Real-world claims data providing allowed amounts, utilization counts, and GLOS estimates at multiple geographic levels.

Data types:

  1. Allowed amounts — What insurers actually paid per claim. Available at NPI×Payer, ZIP3×Payer, State, and National levels. → claims_benchmarks_allowables_*
  2. Utilization — How often codes are billed: total claims, unique patients per provider/code. At NPI, State, National levels. → claims_benchmarks_utilization_*
  3. GLOS Estimates — Geometric mean length of stay from claims data. Used for per-diem transformation validation. → claims_benchmarks_glos_*

Fallback hierarchy:

LevelSpecificityUse Case
NPI × PayerMost specificProvider-specific allowed amounts per payer channel
ZIP3 × PayerGeographicLocal area benchmarks by payer type
StateBroadState-wide benchmarks
NationalLast resortNational average when no local data

This NPI → ZIP3 → State → National fallback pattern is used throughout the pipeline for any claims-derived signal.


Combined Raw

All four raw sources are LEFT JOINed onto the Rate Object Space into one wide table. Most ROIDs have NULL rates here — they become imputation candidates in the next phases.

LEFT JOIN Semantics

tmp_int_combined_raw starts from the Rate Object Space (all ROIDs) and LEFT JOINs each source. This means:

  • Every ROID appears — even those with no rate from any source.
  • Source-specific columns are NULL for ROIDs not covered by that source.
  • The row count equals the ROS row count (not the number of rates found).

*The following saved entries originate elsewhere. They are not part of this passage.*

PR #1789, opened 2026-05-21
Add support for MCP list changed notifications

### LINKED ISSUE #1776: feat(binding-mcp): notification-driven cache refresh via list_changed
## Summary

When `options.cache` is configured on the `mcp · proxy` binding (landed in #1774, closes #1737), list-method payloads (`tools` / `resources` / `prompts`) are populated at attach (hydrate) and refreshed periodically based on `options.cache.ttl.<kind>`. The MCP protocol also lets the downstream server proactively signal that a method list has changed via these notifications, sent on the lifecycle session:

- `notifications/tools/list_changed`
- `notifications/resources/list_changed`
- `notifications/prompts/list_changed`

A cache-aware proxy should consume those notifications on the hydrate lifecycle session and trigger an immediate refresh for the affected kind, rather than waiting for the next TTL boundary. This narrows the stale window when the downstream is willing to notify.

This was explicitly deferred from #1774's scope — see the "Notification-driven refresh" line in #1774's PR body.

## Proposed behaviour

- `McpHydrateSession` already owns the lifecycle stream to downstream. Extend its `onMessage` / `onData` handler to parse inbound JSON-RPC notifications and recognise the three `*/list_changed` methods.
- On receipt: cancel any pending periodic refresh timer for that kind (`signaler.cancel(cancelId)`) and start a new `McpHydrateListStream` immediately, going through the existing per-kind lease so a single worker still issues the refresh on the wire.
- After completion the regular `scheduleRefresh(kind)` re-arms the periodic timer.
- Aborted notification-driven refresh follows the same recovery as TTL-driven refresh — prior cached entry retained, next periodic refresh fires after `ttl(kind)`.

## Scope

- Runtime: `McpHydrateSession` parses notifications; existing lease, settle, and refresh paths handle the rest unchanged.
- Spec scripts: new scenarios under `specs/binding-mcp.spec/.../streams/application/`:
  - `cache.refresh.tools.notified` / `.resources.notified` / `.prompts.notified` — server sends a `*/list_changed` notification on the lifecycle session; proxy issues an immediate refresh on the wire.
  - `cache.refresh.tools.notified.before.ttl` — notification arrives before TTL elapses; verifies the pending TTL timer is cancelled so only one refresh fires.
- ITs: peer + engine-driven for each of the new scenarios, mirroring the existing `cache.refresh.*` test pairs.

## Out of scope (already landed in #1774)

- Periodic TTL-driven refresh.
- Lease coordination across workers.
- Hydrate / serve / lifecycle gating / `options.cache.authorization`.

## References

- #1737 (parent issue, original cache design).
- #1774 (proxy cache option landing — deferred this feature).
- MCP spec — `notifications/{tools,resources,prompts}/list_changed`.

jfallows:
Fixes #1776

## Description

End-to-end support for MCP `notifications/{tools,prompts,resources}/list_changed`
across all three binding kinds (`mcp · server`, `mcp · client`, `mcp · proxy`),
with cache-coordinated propagation in the cache-enabled proxy and
resumability across multi-route deployments.

## Behavior delivered

**Initialize advertise.** `mcp · server` unconditionally advertises
`capabilities.{tools,prompts,resources}.listChanged: true` in the JSON-RPC
initialize response. The MCP spec treats the flag as advisory (SHOULD), and
Zilla in fact delivers notifications in every deployment shape — passthrough
proxies forward upstream `list_changed`; cache-enabled proxies generate
notifications from their refresh path. Encoding the bits unconditionally
collapses an 8-variant byte-array selector to one constant and removes a
back-reference from `McpLifecycleStream` to `McpServer` that previously had
the initialize encode wait on the lifecycle reply.

**Passthrough proxy.** Upstream `list_changed` FlushEx flows through to the
agent unchanged. Event IDs survive across multi-route deployments via the
aggregate-event-ID scheme introduced in PR #1791.

**Cache-enabled proxy — single-fire, fresh-content-only.** When an upstream
emits `list_changed`, the per-route lifecycle client (one-per-active-agent-
route) does **not** forward it to the agent. Instead the proxy:
1. Records the upstream event id (for resume).
2. Drives a cache refresh via the hydrater.
3. At cache settle, emits exactly one `list_changed` to each connected agent
   session, but **only if the refreshed content differs from the previous
   cached value** (CRC32 diff-gate). TTL-driven refreshes that produce
   identical content are silent.

This guarantees: (a) the agent never sees `list_changed` before the cache is
fresh; (b) the agent never sees a notification for content that did not
change; (c) exactly one notification per upstream signal that produces real
content change, never two.

**Cache-driven notifications carry no event id.** The SSE encoder skips the
entire `id:` line when the FlushEx id has the absent sentinel
(`length() == -1`). Per the SSE spec, an empty `id:` line resets the
client's `lastEventId` — only the *absence* of the field preserves it. This
means the agent's prior upstream-anchored `Last-Event-ID` survives a
cache-driven notification, so reconnect can still resume from upstream.

**Cross-worker fan-out.** The cache-enabled proxy elects a single
"lifecycle owner" worker per binding via `StoreHandler.lock` (introduced in
PR #1790) and holds the lease for the lifetime of the binding via
`StoreHandler.renew` (PR #1792). The owner subscribes to upstream and writes
refreshed content into the shared store; non-owner workers subscribe to
`StoreHandler.watch` (PR #1790) on the same keys, so a settle on one worker
fires the change-detection + per-session broadcaster on every worker — every
agent gets notified regardless of which worker holds the upstream stream.

**Multi-route resumability.** When the proxy has multiple routes (e.g. one
upstream per toolkit), inbound FlushEx event IDs from each per-route
lifecycle client are recorded keyed by `routedId`. Outbound FlushEx ids
sent to the agent are minted as an aggregate using PR #1791's
shortest-unique-prefix scheme over CRC32C(toolkit). On reconnect the agent
sends `Last-Event-ID: =;=`, the proxy decodes it,
and each per-route client issues its own `McpResumeChallengeEx` against
that route's upstream id. Single-route proxies and the hydrater's
self-loop bypass aggregation as a transparent relay.

## Engine dependencies (already merged to `develop`)

- **#1790** `StoreHandler.lock` / `unlock` / `watch` — coordination
  primitives consumed by this PR.
- **#1791** Aggregate event IDs for multi-toolkit MCP proxy — encodes
  per-route resumability; this PR consumes it on the agent-facing side.
- **#1792** `StoreHandler.renew` — lets the lifecycle-owner worker hold
  its lock across the binding's lifetime with periodic lease renewals.

## Key implementation files

**Binding side (`runtime/binding-mcp/.../stream/`):**

- `McpServerFactory` — unconditional `INITIALIZE_RESPONSE_CAPABILITIES`
  constant; SSE encoder `encodeSseNotifyEvent` skips the `id:` line when
  length is -1.
- `McpClientFactory` — parses upstream `capabilities.{...}.listChanged`
  and surfaces them on lifecycle BEGIN_EX; decodes inbound SSE
  `notifications/.../list_changed` into FlushEx.
- `McpProxyLifecycleFactory` — defers upstream list_changed in
  `McpLifecycleClient.onClientFlush` when cache is enabled; mints aggregate
  event IDs on outbound FlushEx; decodes inbound `McpResumeChallengeEx`
  and dispatches per-route resumes; `doNotifyListChanged` emits a FlushEx
  with the id field left as the absent sentinel.
- `cache/McpProxyCache` — CRC32 diff-detect on `McpListCache.put`; per-kind
  lock lifecycle via `StoreHandler.lock/unlock`; `renewLifecycle()` exposes
  the lifecycle lock to the manager for periodic renewal.
- `cache/McpProxyCacheManager` — lifecycle lock held for binding lifetime;
  scheduled `renew` at `leaseTtl/3`; settle dispatch matrix
  `(pending, changed)` → emit-or-drain.
- `cache/McpProxyCacheHydrater` — intercepts upstream list_changed and
  drives `handler.onListChanged(kind)` → cache refresh.

**Config (`runtime/binding-mcp/.../config/`):**

- `McpBindingConfig` — toolkit prefix map for aggregate-id encode/decode;
  validation that multi-route deployments specify `with.toolkit` per route.

**Spec (`specs/binding-mcp.spec/.../`):**

- `McpFunctions` matcher gains null-tolerant semantics on the three
  list_changed FlushEx variants: omitting `.id(...)` matches any id
  (wildcard, unchanged); `.id("X")` matches the exact value; `.id(null)`
  asserts the id field is absent (length=-1) — distinct from wildcard.
- IDL: `McpLifecycleBeginEx.capabilities` widened to `uint16`; new
  capability bits `SERVER_TOOLS_LIST_CHANGED` (64),
  `SERVER_PROMPTS_LIST_CHANGED` (128), `SERVER_RESOURCES_LIST_CHANGED`
  (256).

## Test coverage

**Initialize advertise (no dedicated scenario needed):**

The unconditional advertise is exercised implicitly by every existing
`lifecycle.initialize*` scenario — each now asserts the new
`"prompts":{"listChanged":true},"resources":{"listChanged":true},
"tools":{"listChanged":true}` JSON in its expected response. A regression
that re-couples output to input bits would break those tests first.

**Passthrough list_changed:**

- `lifecycle.notify.{tools,prompts,resources}.list.changed` — single-route
  passthrough, upstream id flows through.
- `lifecycle.notify.tools.list.changed.toolkit.multi` and
  `.toolkit.multi.prefixed` — multi-route, aggregate event ID minting.
- `lifecycle.events.resume.{aggregate,partial,partial.prefixed,
  aggregate.prefixed}` — agent reconnect with aggregate `Last-Event-ID`;
  per-route resume challenge dispatch.

**Cache-driven list_changed:**

- `cache.notify.tools.list.changed` — upstream `list_changed` →
  cache refresh → agent sees one notification with id-absent
  (asserted via `.id(null)`).
- `cache.notify.tools.list.changed.after.tools.call` — agent first invokes
  `tools/call` (forces per-route lifecycle client to exist, exercising the
  defer-not-suppress path), then receives the cache-driven notification.
- `cache.refresh.tools.notify` — TTL-driven refresh with new content
  triggers fan-out; id-absent on the wire.

**ITs:**

- `McpProxyCacheIT` — `shouldRefreshToolsOnListChangedNotification`,
  `shouldEmitOneListChangedAfterAgentInvokesToolsCall`, plus the
  pre-existing cache contention and TTL refresh ITs continue passing.

https://claude.ai/code/session_01Gx5yC2CuFd54Fyoy7kL3qg


runtime/binding-mcp/src/main/java/io/aklivity/zilla/runtime/binding/mcp/internal/stream/cache/McpProxyCache.java
```diff
@@ -131,14 +142,47 @@ public void register(
     void acquireLifecycle(
         Consumer<Boolean> completion)
     {
-        store.putIfAbsent(STORE_LOCK_KEY_LIFECYCLE, STORE_LOCK_VALUE, leaseTtl,
-            prior -> completion.accept(prior == null));
+        store.lock(STORE_LOCK_KEY_LIFECYCLE, leaseTtl, (k, t) ->
+        {
+            lifecycleLockToken = t;
```
jfallows:
```suggestion
            lockToken = t;
```

runtime/binding-mcp/src/main/java/io/aklivity/zilla/runtime/binding/mcp/internal/stream/cache/McpProxyCache.java
```diff
@@ -131,14 +142,47 @@ public void register(
     void acquireLifecycle(
```
jfallows:
```suggestion
    void acquireLock(
```

runtime/binding-mcp/src/main/java/io/aklivity/zilla/runtime/binding/mcp/internal/stream/cache/McpProxyCache.java
```diff
@@ -131,14 +142,47 @@ public void register(
...
-        store.putIfAbsent(STORE_LOCK_KEY_LIFECYCLE, STORE_LOCK_VALUE, leaseTtl,
-            prior -> completion.accept(prior == null));
+        store.lock(STORE_LOCK_KEY_LIFECYCLE, leaseTtl, (k, t) ->
+        {
+            lifecycleLockToken = t;
+            completion.accept(t != null);
+        });
     }
 
     void releaseLifecycle(
```
jfallows:
```suggestion
    void releaseLock(
```

runtime/binding-mcp/src/main/java/io/aklivity/zilla/runtime/binding/mcp/internal/stream/cache/McpProxyCache.java
```diff
@@ -202,28 +248,74 @@ public void put(
...
         {
-            store.put(storeKey, value, STORE_TTL_FOREVER, completion.andThen(this::checkPut));
+            crc32.reset();
+            crc32.update(value.getBytes(StandardCharsets.UTF_8));
+            final long newChecksum = crc32.getValue();
+            final boolean changed = lastChecksum != -1L && lastChecksum != newChecksum;
+            lastChecksum = newChecksum;
+            store.put(storeKey, value, STORE_TTL_FOREVER, completion.andThen(this::checkPut).andThen(k ->
+            {
+                if (onSettled != null)
```
jfallows: Let's make onSettled null case a no-op instead, so we can avoid this null check and use andThen directly.

runtime/binding-mcp/src/main/java/io/aklivity/zilla/runtime/binding/mcp/internal/stream/cache/McpProxyCacheHandler.java
```diff
@@ -22,4 +22,7 @@ interface McpProxyCacheHandler
 
     void hydrate(
         int kind);
+
+    void onListChanged(
```
jfallows:
```suggestion
    void onChanged(
```

runtime/binding-mcp/src/main/java/io/aklivity/zilla/runtime/binding/mcp/internal/stream/cache/McpProxyCacheListener.java
```diff
@@ -21,5 +21,8 @@ interface McpProxyCacheListener
     void onError(
         int kind);
 
+    void onListChanged(
```
jfallows:
```suggestion
    void onChanged(
```

runtime/binding-mcp/src/main/java/io/aklivity/zilla/runtime/binding/mcp/internal/stream/cache/McpProxyCacheManager.java
```diff
@@ -79,6 +91,36 @@ public void stop()
...
+    private void onStoreChanged(
+        int kind)
+    {
+        if (stopped)
+        {
+            return;
+        }
+        cache.caches().get(kind).get((k, v) ->
+        {
+        });
```
jfallows: Define no-op constant and use here instead of lambda.

runtime/binding-mcp/src/main/java/io/aklivity/zilla/runtime/binding/mcp/internal/stream/cache/McpProxyCacheManager.java
```diff
@@ -79,6 +91,36 @@ public void stop()
...
+    private void closeWatch(
+        int kind)
+    {
+        final Closeable handle = watchHandles[kind];
+        if (handle != null)
+        {
+            watchHandles[kind] = null;
+            try
+            {
+                handle.close();
```
jfallows: Use Agrona CloseHelper.quietClose instead.

runtime/binding-mcp/src/main/java/io/aklivity/zilla/runtime/binding/mcp/internal/stream/cache/McpProxyCache.java
```diff
@@ -61,10 +63,19 @@ public final class McpProxyCache
...
+    private final CRC32 crc32 = new CRC32();
 
     boolean populated;
+    private String lifecycleLockToken;
 
     Runnable onReady;
+    public OnSettled onSettled;
+
+    @FunctionalInterface
+    public interface OnSettled
```
jfallows:
```suggestion
    public interface ListChangedListener
```

runtime/binding-mcp/src/main/java/io/aklivity/zilla/runtime/binding/mcp/internal/stream/cache/McpProxyCache.java
```diff
@@ -131,14 +142,47 @@ public void register(
...
+        {
+            store.unlock(STORE_LOCK_KEY_LIFECYCLE, token, completion);
+        }
+        else
+        {
+            completion.accept(null);
+        }
+    }
+
+    void renewLifecycle(
```
jfallows:
```suggestion
    void renewLock(
```

runtime/binding-mcp/src/main/java/io/aklivity/zilla/runtime/binding/mcp/internal/stream/cache/McpProxyCache.java
```diff
@@ -181,6 +225,8 @@ public final class McpListCache
         private final String storeLockKey;
 
         boolean populated;
```
jfallows: Move populated below private fields with blank line separator.

runtime/binding-mcp/src/main/java/io/aklivity/zilla/runtime/binding/mcp/internal/stream/cache/McpProxyCache.java
```diff
@@ -202,28 +248,74 @@ public void put(
...
+            else
+            {
+                changed = false;
+            }
             populated = value != null;
             checkReady();
+            if (onSettled != null)
+            {
+                onSettled.accept(kind, changed);
+            }
```
jfallows: Same here, no-op instead of null for onSettled, eliminate null check.

runtime/binding-mcp/src/main/java/io/aklivity/zilla/runtime/binding/mcp/internal/stream/cache/McpProxyCacheHydrater.java
```diff
@@ -318,6 +339,41 @@ private void onLifecycleAbort(
...
+                listKind = KIND_RESOURCES_LIST;
+                break;
+            default:
+                listKind = -1;
+                break;
+            }
+            if (listKind != -1)
+            {
+                handler.onListChanged(listKind);
+            }
```
jfallows: Assume flushEx is valid.

```suggestion
            final OctetsFW extension = flush.extension();
            final McpFlushExFW flushEx = mcpFlushExRO.wrap(extension.buffer(), extension.offset(), extension.limit());

            switch (flushEx.kind())
            {
            case KIND_TOOLS_LIST_CHANGED:
                handler.onListChanged(KIND_TOOLS_LIST);
                break;
            case KIND_PROMPTS_LIST_CHANGED:
                handler.onListChanged(KIND_PROMPTS_LIST);
                break;
            case KIND_RESOURCES_LIST_CHANGED:
                handler.onListChanged(KIND_RESOURCES_LIST);
                break;
            default:
                break;
            }
```

runtime/binding-mcp/src/main/java/io/aklivity/zilla/runtime/binding/mcp/internal/stream/McpProxyLifecycleFactory.java
```diff
@@ -558,6 +561,52 @@ private void doServerFlush(
...
+                flushEx = mcpFlushExRW
+                    .wrap(codecBuffer, 0, codecBuffer.capacity())
+                    .typeId(mcpTypeId)
+                    .resourcesListChanged(b -> {})
+                    .build();
+                break;
+            default:
+                flushEx = null;
+                break;
+            }
```
jfallows: Use a switch expression instead of a switch statement.

specs/binding-mcp.spec/src/main/java/io/aklivity/zilla/specs/binding/mcp/internal/McpFunctions.java
```diff
@@ -1102,7 +1103,7 @@ public final class McpToolsListChangedFlushExMatcherBuilder
             public McpToolsListChangedFlushExMatcherBuilder id(
                 String id)
             {
-                this.id = new String16FW(id);
+                this.id = new String16FW(id, StandardCharsets.UTF_8);
```
jfallows: Use static import for UTF_8.

specs/binding-mcp.spec/src/main/resources/META-INF/zilla/mcp.idl
```diff
@@ -14,14 +14,17 @@
...
         SERVER_TOOLS(1),
         SERVER_PROMPTS(2),
         SERVER_RESOURCES(4),
         CLIENT_ROOTS(8),
         CLIENT_SAMPLING(16),
-        CLIENT_ELICITATION(32)
+        CLIENT_ELICITATION(32),
+        SERVER_TOOLS_LIST_CHANGED(64),
+        SERVER_PROMPTS_LIST_CHANGED(128),
+        SERVER_RESOURCES_LIST_CHANGED(256)
```
jfallows: Move the `SERVER_` capabilities together.

runtime/binding-mcp/src/main/java/io/aklivity/zilla/runtime/binding/mcp/internal/stream/cache/McpProxyCacheManager.java
```diff
@@ -50,14 +57,20 @@ public final class McpProxyCacheManager implements McpProxyCacheListener
         this.signaler = signaler;
         this.hydrateBackoffMs = new long[KIND_SLOTS];
         this.hydrateRetryIds = new long[KIND_SLOTS];
+        this.watchHandles = new Closeable[KIND_SLOTS];
         Arrays.fill(this.hydrateRetryIds, NO_CANCEL_ID);
         this.refreshCancelId = NO_CANCEL_ID;
         this.reconnectCancelId = NO_CANCEL_ID;
+        this.renewCancelId = NO_CANCEL_ID;
```
jfallows:
```suggestion
        this.refreshId = NO_CANCEL_ID;
        this.reconnectId = NO_CANCEL_ID;
        this.renewId = NO_CANCEL_ID;
```

runtime/binding-mcp/src/main/java/io/aklivity/zilla/runtime/binding/mcp/internal/stream/cache/McpProxyCacheManager.java
```diff
@@ -141,6 +190,52 @@ private void scheduleRefresh()
...
+    {
+        if (cache.leaseTtl == null)
+        {
+            return;
+        }
+        cancelLifecycleRenew();
+        // renew at one third of the lease TTL so two consecutive renew failures still leave
+        // headroom before the lock would expire and let another worker take over
+        renewCancelId = signaler.signalAt(
+            Instant.now().plusMillis(cache.leaseTtl.toMillis() / 3L), 0, this::onLifecycleRenew);
```
jfallows: Move calculation to `cache.renewTtl` with duration derived from `cache.leastTtl`, then use direclty here via `cache.renewTtl.toMillis()`.

Also remove comment above.

specs/binding-mcp.spec/src/main/resources/META-INF/zilla/mcp.idl
```diff
@@ -14,11 +14,14 @@
...
     {
         SERVER_TOOLS(1),
         SERVER_PROMPTS(2),
         SERVER_RESOURCES(4),
+        SERVER_TOOLS_LIST_CHANGED(64),
+        SERVER_PROMPTS_LIST_CHANGED(128),
+        SERVER_RESOURCES_LIST_CHANGED(256),
         CLIENT_ROOTS(8),
         CLIENT_SAMPLING(16),
         CLIENT_ELICITATION(32)
```
jfallows: Values for bitmask should be ordered, but grouping server_ together before client_ capabilities.

jfallows (commented):
LGTM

This LEFT JOIN design is what allows downstream phases (Transformations, Imputations, Accuracy) to join by ROID and know they are covering every pricing question, not just the ones with raw data.

Wide Table Structure

The table is wide: each source contributes separate columns by method, so no source overwrites another. Partitioned by payer_id, network_type, bill_type.

Column groupExamplesFrom
Payer MRF by negotiated_typepayer_negotiated_rate, payer_fee_schedule_rate, payer_percentage_rate, payer_per_diem_rate, payer_derived_ratetmp_raw_mrf_payer_rates
Hospital MRF by contract_methodology × amount typehospital_fee_schedule_dollar, hospital_pct_of_total_billed_charges_pct, hospital_per_diem_rate, hospital_case_rate_dollar, hospital_*_allowed_amounttmp_raw_mrf_hospital_rates
Gross charges (6 levels)mrf_gross_charge_provider, mrf_gross_charge_cbsa_median, mrf_gross_charge_state_median, komodo_gross_charge_provider, komodo_gross_charge_cbsa_median, komodo_gross_charge_state_mediantmp_raw_gross_charges
Komodo benchmarkskomodo_allowed_npi, komodo_allowed_zip3, komodo_allowed_state, komodo_allowed_national, komodo_utilization_npitmp_raw_komodo_allowables
info

What happens next: Transformations converts percentage/per-diem columns into dollar values. Benchmarks compute Medicare reference rates. Imputations fill ROIDs where all payer and hospital columns are NULL. Accuracy scoring evaluates each non-NULL value. Rate Selection picks one canonical rate per ROID from all these layers.